Real-Time Simulation of Elastokinematic Wheel Suspension Systems
Contact
In the project „Real-Time Simulation of Elastokinematic Wheel Suspension Systems“, real-time capable simulation of vehicle suspension systems with special focus on their elastokinematic properties is researched.
Motivation
Virtual methods gain increasing importance in vehicle development. Components and systems can be designed more efficiently and validated early in the development process. This trend also includes vehicle dynamics development. Here, subjective evaluation of the driving characteristics plays a decisive role. Driving simulators are the key tool for making the driving characteristics tangible without expensive real prototype vehicles. This requires both precise and real-time capable vehicle dynamics models.
Goal
The vehicle suspension system and its elastokinematic design have major influence on the vehicle dynamics. Due to elastokinematic bearings and elasticity of components, additional wheel displacements occur under external loads which superpose the pure kinematic wheel motion. The elastokinematic design of suspension systems aims either to compensate or to exploit these additional wheel displacements to improve ride comfort and driving characteristics. For virtual testing with driving simulators, real-time capable vehicle dynamics models are required. Often, elastokinematic effects are neglected or strongly simplified in vehicle dynamic models to achieve real-time capability.

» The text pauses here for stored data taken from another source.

PR #625, opened 2021-06-28
Write carbonapi uuid in response header

msaf1980:
Write carbonapi UUID in response header.


Felixoid (approved):
I'd like to see some tests for it. Most probably, a good place for them is integration tests.

Besides that, looks good, so early approval here.

Do you have time/effort to do so now or should I merge it?h

msaf1980:
Sorry, I haven't free time at now. What's testing is needed ? Check correct headers for all query types ?

Felixoid:
Yep, testing that handlers return the header with a particular format.

PR #629, opened 2021-07-09
IRONdb support for Zipper 

deniszh:
This PR is replacing PR#626.
This PR is adding support for IRONdb protocol (for reading Graphite-compatible metrics from IRONdb) to carbonzipper. PR also contains example config and description of irondb-specific backend options. Also it contains some amends for documentation for supported protocol and backend versions.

Therefore, the goal of this project is to develop a multibody simulation model for accurate and real-time capable simulation of suspension systems with special focus on their elastokinematic properties.
Approach
The simulation model is based on the methods of elastic multibody simulation. Elasticities of the suspension components are modeled using finite element method. Through linear model order reduction, the number of elastic degrees of freedom is reduced in order to incorporate the elastic bodies in the multibody system. In addition to modal model order reduction methods, modern methods are evaluated. They promise higher accuracy with less degrees of freedom. Elastokinematic bearings are modeled through force elements with nonlinear stiffness and damping characteristics. Stable and computationally efficient time integration of the stiff equation of motion is achieved through special integration methods. The model is implemented in Matlab/Simulink.